If the amount collected from ratepayers is less than the total allowed by the PRC, PNM would apply a rate rider on customers’ bills starting in 2022 to make up the difference. If customers over-pay during 2021, PNM would credit the difference back to ratepayers.

That proposed rate mechanism, known as “decoupling,” would ensure that PNM always recovers its fixed costs for providing electric service, effectively separating, or “decoupling,” customer payments from consumption levels.

That could correct an endemic deficit PNM has incurred as customers reduce their use through energy efficiency programs and rooftop solar installations. Since PNM’s last rate case in 2015, residential consumption has fallen about 4% to 5%, representing a revenue loss of about $2 or $3 per month for every residential customer, according to the utility. Yet PNM’s fixed costs have remained the same.

“Decoupling is designed to collect fixed costs – no more, no less,” PNM Director of Pricing Stella Chan told the Journal. “If we over collect, we’ll credit that back to customers, and if we under-collect, we’ll charge customers the difference to recover the costs we incurred.”

The state Legislature authorized the PRC last year to approve decoupling as part of a new law that requires the state’s public utilities to increase spending on energy efficiency programs. By cutting total energy use, utilities can reduce the amount of new generation needed in the future, potentially easing the state’s goal of achieving carbon-free generation by 2045.

PNM says the coronavirus makes decoupling more urgent, because electric consumption by small businesses has plummeted during the shutdown, and recovery will be slow given the economic downturn.

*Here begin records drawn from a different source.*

PR #610, opened 2023-11-03
[REBASE && FF] Update Stack Cookie Libraries

TaylorBeebe:
StackCheckLib provides the stack cookie globals for both GCC and MSVC
builds. StackCheckFailureLib provides a function to call when a stack
cookie check fails to give platforms a hook to perform actions
before an interrupt is called. After StackCheckFailure() is called,
an interrupt will be generated at the vector specified by
PcdStackCookieExceptionVector.

This series transitions the core to use the new stack cookie libraries.
The stack cookie value no longer needs to be initialized before
image execution and can instead be initialized in the library
constructor. This update also allows the cookie value to be
randomized for GCC buids which was previously not possible because
GCC does not use the cookie value from the image PE/COFF header.

Because a cross-compiler implementation of stack cookies is available,
stack cookies can be enabled for GCC5 builds.

This implementation is also a net reduction in our EDK2 diff footprint.

- [x] Impacts functionality?
- [x] Impacts security?
    flow, or firmware?
    validation improvement, ...
- [x] Breaking change?
    in build or boot behavior?
- [ ] Includes tests?
- [x] Includes documentation?

## How This Was Tested

Tested on GCC and VS builds of Q35

## Integration Instructions

StackCheckLib will need to be linked to every module built with /GS for MSVC and -fstack-protector for GCC. An instance of StackCheckFailureLib will need to be added to all platform DSC files which utilize StackCheckLib.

Still, to ease the potential impact of reversing fixed-cost deficits, the utility proposes to limit recovery for under-payments to a maximum of 3% of its annual revenue requirements in any given year, Chan said. The remaining under-collected balance would instead be carried forward for collection in the following year.

If customers overpay, however, PNM would immediately pay back the full amount.

“Say there’s a hot summer and customers use a lot more energy and we over collect beyond our fixed costs, we would credit it all back without any limits,” Chan said.